# 2019 NSW Amateur Home Brewing Championship



## Korev (13/8/19)

Hi Everyone,

Note that all competition details are on the site and registration is now open for entries, judges and stewards.

https://state2019.nswhomebrewing.org//

See also the attached pdf.


Peter


----------



## bbqzookeeper (13/8/19)

"There is a limit of 600 paid entries."

Is this the limit for the whole comp? I might register promptly then!


----------



## n87 (13/8/19)

For scope, there was about 450 entries last year in NSW and 550 in VIC
Is there a chance it will go over 600? yes, is it likely? no


----------



## bbqzookeeper (13/8/19)

Thanks. First comp I'm entering, so it's all very unknown.


----------



## Korev (13/8/19)

bbqzookeeper said:


> "There is a limit of 600 paid entries."
> 
> Is this the limit for the whole comp? I might register promptly then!



Yes that is the limit
Peter


----------



## Half-baked (15/8/19)

Hi Peter, can you please clarify something with the AABC style guide?

Category 12 (specialty IPA) specifies session strength is an option for specialty IPAs, but I can’t find anywhere that specifically allows session American IPAs (11.2). 

So I could do a session Belgium IPA but not American!

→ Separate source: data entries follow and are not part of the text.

PR #4126, opened 2016-11-01
Prevent transitions for external links

sergesemashko:
Related issue https://github.com/ReactTraining/react-router/issues/1147
It seems like many people including myself are ending up creating custom wrapper around `<Link/>` to handle external link clicks.
I think, ideally that functionality should be handled by react-router as browser has access to current and link's hosts. It turned out that it's relatively easy to compare them on click and prevent router transitions.
Hope this PR will make it and looking forward for the feedback.

### DIFF
--- a/modules/Link.js
+++ b/modules/Link.js
@@ -9,6 +9,10 @@ function isLeftClickEvent(event) {
   return event.button === 0
 }
 
+function isExternalLinkClickEvent(event) {
+  return event.currentTarget.host !== window.location.host
+}
+
 function isModifiedEvent(event) {
   return !!(event.metaKey || event.altKey || event.ctrlKey || event.shiftKey)
 }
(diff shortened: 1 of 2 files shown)


timdorr:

Hoping a common sense approach would apply and American and English varieties would be okay?

Thanks, Heath

(Before anyone says, I know it’s almost futile entering a session IPA when the judges are having flights of IIPAs!)


----------



## Korev (15/8/19)

Half-baked said:


> Hi Peter, can you please clarify something with the AABC style guide?
> 
> Category 12 (specialty IPA) specifies session strength is an option for specialty IPAs, but I can’t find anywhere that specifically allows session American IPAs (11.2).
> 
> ...



My reading of the AABC Style guide is that any of the defined Category 12 Speciality IPAs can be of session strength including a Belgian IPA.

A session strength IPA in my view would be best entered as a Cat 5.1 American Pale Ale

Cheers
Peter


----------



## The Mack (21/8/19)

Is the closing date when you need the entries or when they need to be at the drop off points by?


----------



## Korev (22/8/19)

The Mack said:


> Is the closing date when you need the entries or when they need to be at the drop off points by?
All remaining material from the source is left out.